# New vids from Micro Thunder Raceway



## beachbum2007 (Feb 10, 2003)

Oval 1/24 scale racing from last weekend Enjoy! https://www.youtube.com/watch?v=1HhQuBmOOSs and https://www.youtube.com/watch?v=4LqhZ5C77JU


----------



## beachbum2007 (Feb 10, 2003)

Merry Christmas to all the HobbyTalk folks and their families.


----------



## beachbum2007 (Feb 10, 2003)

Race footage from last weekend https://www.youtube.com/watch?v=axVLImlcLJI


----------



## beachbum2007 (Feb 10, 2003)

And here's one more. Happy New Year everyone! https://www.youtube.com/watch?v=TBznRd8J2HU


----------



## Arthur Hilton (Dec 29, 2014)

beachbum2007 said:


> And here's one more. Happy New Year everyone! https://www.youtube.com/watch?v=TBznRd8J2HU


nice video. a very easy and fasty indoor track, good for beginner.


----------



## beachbum2007 (Feb 10, 2003)

Many thanks Arthur, it's a pretty fast little track, occasional sub 4 second laps, 36x16 carpet. I have been racing for many years(too many lol) everything from 1/24 to 1/8 nitro, dirt, onroad and oval (even took a state championship or two along the way) but still find carpet oval very challenging. Something about hitting that perfect line...over and over and over again(it may be my A.D.D. kicking in) and I find the thrill and fun is not proportionally less because the cars are smaller. I have a friend who is a national caliber 1/10 carpet oval racer who most recently took a 4th place finish in an A-main at the 2014 Ovalmasters in Tennessee who stopped by to race with us one night and he was blown away by the close racing, speed and excitement of these 1/24 cars on our track. He reminded me that the 3.8 to 4.0 lap times we run were the same as the fastest in the class that he ran in at the Ovalmasters. (and for the record, I don't think he won a single heat with us that night lol) I have come to really believe in these little cars and am doing all I can to promote them. It's the cheapest, thrilling, fun racing I have ever done. Thanks again, Beach:thumbsup:


----------



## DynoMoHum (Sep 25, 2001)

So, what lap counting system are you using?  I just bought two Losi Micro Rally X cars and have been thinking of doing something similar in my basement. Actually, I've been thinking about a high banked oval... like a Micro Daytona track.  but then , there's something to be said about the simplicity of a flat oval for RC cars. 

I too find that hitting the perfect line on two corners to be somehow , to be quite challenging and appealing. Maybe it's because of how simple it should be, but how difficult it is , the contrast of what it should be and how it is, that's so appealing. But then, I myself am trying to get my daughter interested , at least enough so that I will have a blocker car to race against. 

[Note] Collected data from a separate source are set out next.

Issue #155, opened 2021-06-11
getImuToCameraExtrinsics Error


PRono8:
Hi,

Thank you for your work. 
I have seen in the documentation the getImuToCameraExtrinsics and getCameraToImuExtrinsics functions. I have tried to use them in a similar way to the getCameraExtrinsics functions in the example code https://github.com/luxonis/depthai-core/blob/main/examples/src/calibration_reader.cpp. But I get the following error: segmentation fault ('Core' dump).

If someone could help me I would really appreciate it. Thank you very much
Cheers,
Jose

Luxonis-Brandon:
Hi @PRono8 ,

So @saching13 can correct me if I'm wrong, but my understanding is that all of our existing product do not have IMU to camera calibration performed - and this is why these are not working.  

That said, they shouldn't seg fault, so CC: @saching13 on that.

Sachin is working to write the routines now that will allow calibrating the IMU to the cameras.  And so these functions were actually architected in there as part of that effort - but we currently do not have the capability (to my knowledge) to calibrate the IMU to the cameras.

@saching13 is wrapping up some other things with calibration, and when that is done, he's moving on to IMU calibration, which will involve Vicalib Integration.

Thanks,
Brandon

saching13:
Hi @PRono8  ,
Like Brandon mentioned our devices don't ship with IMU calibration. Will be adding that feature soon and provide a code to calibrate that by the users. 

And sorry for Seg Fault. I will check on that and replace it with an appropriate error.

chobitsfan:
Hi @Luxonis-Brandon and @saching13 
I am geting "IMU calibration data is not available on device yet." from getImuToCameraExtrinsics in a recently bought OAK-D Lite. Are you sitll working on this? Thank you very much

PR #156, opened 2021-06-11
Fixed Seg Fault in getImuToCameraExtrinsics

saching13:
Addresses #155

### DIFF
--- a/src/device/CalibrationHandler.cpp
+++ b/src/device/CalibrationHandler.cpp
@@ -266,7 +266,6 @@ uint8_t CalibrationHandler::getLensPosition(CameraBoardSocket cameraId) {
     return eepromData.cameraData[cameraId].lensPosition;
 }
 
-// TODO(sachin) : Add a loop checker to make sure lin found doesnt go into infinite loop
 std::vector<std::vector<float>> CalibrationHandler::getCameraExtrinsics(CameraBoardSocket srcCamera, CameraBoardSocket dstCamera, bool useSpecTranslation) {
     /**
      * 1. Check if both camera ID exists.
@@ -339,7 +338,7 @@ std::vector<std::vector<float>> CalibrationHandler::getImuToCameraExtrinsics(Cam
     if(eepromData.imuExtrinsics.rotationMatrix.size() == 0 || eepromData.imuExtrinsics.toCameraSocket == CameraBoardSocket::AUTO) {
         throw std::runtime_error("IMU calibration data is not available on device yet.");
     } else if(eepromData.cameraData.find(cameraId) == eepromData.cameraData.end()) {
-        throw std::runtime_error("There is no Camera data available corresponding to the the requested source cameraId");
+        throw std::runtime_error("There is no Camera data available corresponding to the requested source cameraId");
     }
 
     std::vector<std::vector<float>> transformationMatrix = eepromData.imuExtrinsics.rotationMatrix;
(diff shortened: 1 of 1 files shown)


src/device/CalibrationHandler.cpp
```diff
@@ -336,12 +336,14 @@ std::vector<std::vector<float>> CalibrationHandler::getCameraToImuExtrinsics(Cam
 }
 
 std::vector<std::vector<float>> CalibrationHandler::getImuToCameraExtrinsics(CameraBoardSocket cameraId, bool useSpecTranslation) {
-    if(eepromData.cameraData.find(cameraId) == eepromData.cameraData.end()) {
+    if(eepromData.imuExtrinsics.rotationMatrix.size() == 0 || eepromData.imuExtrinsics.toCameraSocket == CameraBoardSocket::AUTO) {
+        throw std::runtime_error("IMU calibration data is not available on device yet!!!");
```
themarpe, line 340: `IMU calibration data is not available on device yet.`

themarpe (changes requested):
I presume segfault happened becasue of line 347, accessing tranformationMatrix which is empty?

If thats the case, please place a check there as well, could be empty in different cases. 

Same applies to other places

saching13:
> I presume segfault happened becasue of line 347, accessing tranformationMatrix which is empty?
> 
> If thats the case, please place a check there as well, could be empty in different cases.
> 
> Same applies to other places

`std::vector<std::vector<float>> transformationMatrix = eepromData.imuExtrinsics.rotationMatrix;`
The transformation matrix is a copy of the rotation matrix. So it will be empty only when rotation matrix is empty. And rotation matrix will be either empty or have 3x3 always.

src/device/CalibrationHandler.cpp
```diff
@@ -336,12 +336,14 @@ std::vector<std::vector<float>> CalibrationHandler::getCameraToImuExtrinsics(Cam
...
 
 std::vector<std::vector<float>> CalibrationHandler::getImuToCameraExtrinsics(CameraBoardSocket cameraId, bool useSpecTranslation) {
-    if(eepromData.cameraData.find(cameraId) == eepromData.cameraData.end()) {
+    if(eepromData.imuExtrinsics.rotationMatrix.size() == 0 || eepromData.imuExtrinsics.toCameraSocket == CameraBoardSocket::AUTO) {
+        throw std::runtime_error("IMU calibration data is not available on device yet.");
+    } else if(eepromData.cameraData.find(cameraId) == eepromData.cameraData.end()) {
         throw std::runtime_error("There is no Camera data available corresponding to the the requested source cameraId");
     }
+
     std::vector<std::vector<float>> transformationMatrix = eepromData.imuExtrinsics.rotationMatrix;
```
themarpe, line 345: Is this line guarenteed to not be empty? No check required? If it can be then vector should be resized first

themarpe (changes requested):

src/device/CalibrationHandler.cpp
saching13: ` if(eepromData.imuExtrinsics.rotationMatrix.size() == 0 || eepromData.imuExtrinsics.toCameraSocket == CameraBoardSocket::AUTO) {       
 throw std::runtime_error("IMU calibration data is not available on device yet.");   
 }`

Since this above section throws an error  when `eepromData.imuExtrinsics.rotationMatrix.size()` is zero the code never reaches the part where it is assigned to the `transformationMatrix`. So I thought we don't need to add an another check for that. 
Is there something I am missing or not taking into consideration ?

themarpe: Misread the first check, all good in this case (just recheck other functions if similar situation could occur)

themarpe (approved):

So, do you have foam tires? or what?


----------



## beachbum2007 (Feb 10, 2003)

I use a robitronic lap counter and flipside racing software with voice(a free download)and it works great. I mount transponders just under the front windshield underneath the body. I also have been thinking about a high banked track for these cars. These cars would be awesome on the high banks...better than pan cars actually as they have real suspension at all four corners to work with. I was a track owner some years back and we had a high banked oval(Thunderroad R/C in Gordonsville, Va.) so I have some ideas on how to build one albeit on a smaller scale which is actually a plus of these cars. They can be raced in a much smaller area. We are using the stock tires that come with the vehicles, but the tires on the rally cars seem to work better. They are a bit taller than the sct tires. The right front and rear wear much faster of course but seem to work better, the slicker they become. At first we ran them just the way they were but we found a small bead of crazy glue (dried) to the outside edge of the right front tire made them handle much better...then we experimented with tire traction compound and found that by tacking all 4 tires, they handled better and turned much quicker lap times...several laps quicker in fact. It was enough of a difference that we kept on doing it. The record went from 55 laps in 4.02 to 58 laps in a 4.03 run. By the way, we run 4 minutes lust like 10th scale, then when the race is over we usually have enough of a charge left with the NMH batteries to run another 4 minute race back to back without recharging. We have enough battery packs that we can run almost nonstop. Motors don't even get warm with the stock NMH battery either. There are no foams for these cars that I am aware of, but you can make your own with some discarded rims and a set of beach cruiser bicycle foam handgrips. I have the materials to make them, but haven't had the time yet. If you need any other info, don't hesitate to ask. I have kind of made it my mission to champion these little cars now lol. Beach


----------



## DynoMoHum (Sep 25, 2001)

Thanks... I'd been looking at the Robitronic lap counter, but also looking at one that is very similar sold by Trackmate Racing. The trackmate thing seems to be a Canadian company, I had been thinking that maybe I'd have a better shot at getting support for it, should anything go wrong, then with Robitronic. Not that I have any proof or reason to believe Robitronic wouldn't support their system, other then they are pretty clearly a european based company.

It's really a shame, that someone hasn't cloned or found a way to produce something similar to the AMB (my laps) stuff. It doesn't seem like it would be all that hard to do and at roughly $4000 to even think about starting with MyLaps, it's just way out of the ball park for most of us.


----------



## beachbum2007 (Feb 10, 2003)

Yes for sure, mylaps is expensive. We used amb when I opened Thunderroad R/C and it was a pretty big startup expense. At that time it was the only lap counting system available. No Robitronic or Trackmate or anything. For this latest track I had researched both systems and found that both would work fine for my application and then I happened to come across a deal on a used robitronic on "the bay" so that's the one I went with. Caught another deal on transponders a couple of months later so I have plenty of those now and it seems to work fine. I don't think you can go wrong with either system. Keep checking Hobbytalk and the bay and some of the other r/c sites and you do find entire systems for sale pretty reasonably from time to time. Beach


----------